PR #1182, opened 2024-10-17
Fix SORT GET to ignore special pattern # in cluster slot check

enjoy-binbin:
This special pattern '#' is used to get the element itself,
it does not actually participate in the slot check.

In this case, passing `GET #` will cause '#' to participate
in the slot check, causing the command to get an
`pattern may be in different slots` error.

### DIFF
--- a/src/sort.c
+++ b/src/sort.c
@@ -44,7 +44,7 @@ serverSortOperation *createSortOperation(int type, robj *pattern) {
 }
 
 /* Return 1 if pattern is the special pattern '#'. */
-int isReturnSubstPattern(sds pattern) {
+static int isReturnSubstPattern(sds pattern) {
     return pattern[0] == '#' && pattern[1] == '\0';
 }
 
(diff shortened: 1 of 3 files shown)


src/sort.c
```diff
@@ -43,6 +43,11 @@ serverSortOperation *createSortOperation(int type, robj *pattern) {
     return so;
 }
 
+/* Return 1 if pattern is the special pattern '#'. */
+int isReturnSubstPattern(sds pattern) {
```
zuiderkwast:
```suggestion
static int isReturnSubstPattern(sds pattern) {
```

zuiderkwast (approved):
Was this a bug (wrong result) or just an optimization problem?

We should include in release notes and backport if it was a bugfix.

enjoy-binbin:
it was a bug, it (see the test example) will get an error since we will do a slot check with '#', sorry i forget to mention it, i updated the top comment
```
                addReplyError(c, "GET option of SORT denied in Cluster mode when "
                                 "keys formed by the pattern may be in different slots.");
                syntax_error++;
```

madolson (approved):

PR #1183, opened 2024-10-17
Adds wasmtime-c-api dependency to support WASM scripts/functions

rjd15372:
This commit introduces a new dependency on the `wasmtime-c-api` library.

https://github.com/bytecodealliance/wasmtime

Wasmtime is a standalone runtime for WebAssembly (aka WASM), and we will use it to run WASM binaries inside the Valkey engine.

To enable WASM support in Valkey we need to build Valkey with:

```
make BUILD_WITH_WASM=yes
```

If you have your own `wasmtime-c-api` local build, you can specify its location so that our build system can pick it up:

```
make BUILD_WITH_WASM=yes WASMTIME_ROOT=path
```

If you just want to use the upstream `wasmtime-c-api` binary, you can run:

```
make download-wasm-binary-deps
```

before building valkey to download the upstream binary.

### DIFF
--- a/deps/Makefile
+++ b/deps/Makefile
@@ -74,6 +74,12 @@ fpconv: .make-prerequisites
 
 .PHONY: fpconv
 
+download-wasm-binary-deps: .make-prerequisites
+	@printf '%b %b\n' $(MAKECOLOR)MAKE$(ENDCOLOR) $(BINCOLOR)$@$(ENDCOLOR)
+	cd wasmtime-c-api && $(MAKE)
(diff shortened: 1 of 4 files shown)


zuiderkwast (commented):
This looks like a good start. :+1: Let's review more when there's is a working implementation to review.

rjd15372:
We don't need to add this dependency anymore, since we are almost at the point where we can implement a new scripting engine as an external Valkey Module.

PR #1184, opened 2024-10-17
Clear outdated failure reports more accurately

enjoy-binbin:
There are two changes here:

1. The one in clusterNodeCleanupFailureReports, only primary with slots can
report the failure report, if the primary became a replica its failure report
should be cleared. This may lead to inaccurate node fail judgment in some network
partition cases i guess, it will also affect the CLUSTER COUNT-FAILURE-REPORTS
command.

2. The one in clusterProcessGossipSection, it is not that important, but it can
print a "node is back online" log helps us troubleshoot the problem, although
it may conflict with 1 at some points.


src/cluster_legacy.c
```diff
@@ -2246,9 +2257,9 @@ void clusterProcessGossipSection(clusterMsg *hdr, clusterLink *link) {
         if (node && node != myself) {
             /* We already know this node.
                Handle failure reports, only when the sender is a voting primary. */
```
zarkash-aws: This comment needs to be updated - "only when the sender is a voting primary" is not longer accurate since recovery reports can be processed from any sender.

enjoy-binbin: yes, the comment is outdated, i updated it, thanks

zuiderkwast (approved):
Looks correct to me.

src/cluster_legacy.c
```diff
@@ -1575,6 +1584,8 @@ void clusterNodeCleanupFailureReports(clusterNode *node) {
  * Otherwise 0 is returned. */
 int clusterNodeDelFailureReport(clusterNode *node, clusterNode *sender) {
     list *l = node->fail_reports;
+    if (!listLength(l)) return 0;
```
PingXie, line 1587: nit - this is optional actually but I am fine with having this explicit check - maybe help with cache hit rate since this is the super common case.

src/cluster_legacy.c
```diff
@@ -1558,7 +1563,11 @@ void clusterNodeCleanupFailureReports(clusterNode *node) {
     listRewind(l, &li);
     while ((ln = listNext(&li)) != NULL) {
         fr = ln->value;
-        if (now - fr->time > maxtime) listDelNode(l, ln);
+        if (now - fr->time > maxtime) {
+            listDelNode(l, ln);
+        } else if (!clusterNodeIsVotingPrimary(fr->node)) {
+            listDelNode(l, ln);
```
PingXie, line 1569: the change in `clusterProcessGossipSection` makes sense but I wonder if this change will delay the failover in the zonal outage case. We'd lose 1/3 of failure reports and it would take at least `server.cluster_node_timeout` to regain these reports. thoughts?

enjoy-binbin: yes, maybe i guess, i fail to imagine this, could you give an example?

now we only call clusterNodeCleanupFailureReports in two places, clusterNodeDelFailureReport and clusterNodeFailureReportsCount, so you are saying that in some cases, we might clear the reports before the new reports jump in, so a node that is in a pfail state will wrongly marked with ok?

PingXie: hmm, you are right. actually the delay won't happen. the change here is to remove failure reports that belong to replicas. The new primaries would have taken over by now. this node should've either already known the new primaries or know them very soon.

PingXie (approved):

········

• EXERCISE
Please say how many lines in the records above contain the word "PingXie", giving the number alone.

• TASK SOLUTION
4